Turmoil in parties when out of power is nothing new. Remember Kalyan Singh, Uma Bharati, Yediyurappa, who quit and made own parties?
modi-rahul

To understand the predicament of any party out of power in India one must objectively study the turmoil within the Bharatiya Janata Party (BJP) between 2004 and 2014 when once hardline champion of Hindutva and former Uttar Pradesh chief minister Kalyan Singh deserted Sangh Parivar and virtually bowed before none else but the arch rival Mulayam Singh Yadav.

Similarly, his Madhya Pradesh counterpart, Uma Bharati, bid goodbye to the saffron camp and floated her own Bharatiya Janshakti Party. Another ex-CM, Karnataka’s B S Yediyurappa, rebelled against the party leadership to float his own outfit in 2012.

Not to forget, the party’s patriarch Lal Krishna Advani had to publicly face humiliation and insult at the hands of his own foot-soldiers after his secular remarks on Pakistan’s founder Mohammad Ali Jinnah in his birthplace Karachi in June 2005. Four years later, in
August 2009, the BJP had to expel the party’s third most influential face, Jaswant Singh, when he, in his book, blamed Jawaharlal Nehru and not Jinnah for the partition of the Indian sub-continent.

Politics of Powerlessness

Those journalists and columnists who are ridiculing the present state of uncertainty in the Indian National Congress must first understand the politics of powerlessness. If Kalyan Singh, once ousted from power, had to join hands with ‘Maulana’ Mulayam Singh Yadav, whom he would accuse of ‘bloodbath’ of Kar Sevaks in police firings in Ayodhya on October 30
and November 2, 1990, when the latter was the chief minister of UP, then what is happening in Congress in Himachal Pradesh, Maharashtra or elsewhere is not something out of world.
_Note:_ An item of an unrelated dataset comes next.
PR #657, opened 2019-06-20
Rename ambiguous variable diag

ischoegl:
This PR clarifies the meaning of ambiguously named variables (`diag`/`diagg`) in the C++ core of `OneD`, which indicate whether the governing equation within the state vector is to be handled as transient or a steady state. 

While the function signature for `Domain1D::eval` documents a parameter `mask`, there is no consistency in overloaded functions (`StFlow1D::eval` uses `diag`/`diagg`, etc.). Further, function parameter names in `StFlow.cpp` do not match declarations in `StFlow.h`.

Needless to say, Uma Bharti, the heroine of the demolition of Babri Masjid on December 6, 1992, blamed her own party top brass when she was replaced with lesser known Babulal Gaur on August 23, 2004, that is just 100 days after the Atal Bihari Vajpayee government was voted out of power on May 13.

In the laboratory of Hindutva (in Gujarat), two prominent faces with RSS (Rashtriya Swayamsevak Sangh) background, Keshubhai Patel and Shankarsinh Vaghela too had ditch the saffron party. While Vaghela left it earlier, in late 1990s, Patel, considered as a mentor of Prime Minister Narendra Modi resigned from the party in 2012 and formed his own outfit.

Former International Working President of Vishwa Hindu Parishad, Pravin Togadia, once Modi’s best friend, snapped his four-decade-long relationship with latter when he was chief minister of Gujarat. He became the bitterest critic of Modi.

Curiously, the then ruling Manmohan Singh-led United Progressive Alliance government was, unlike today, not at all responsible for the prevailing anarchy within the ‘well-disciplined’ and ‘cadre-based’ BJP, which always boasted of being a “party with difference”.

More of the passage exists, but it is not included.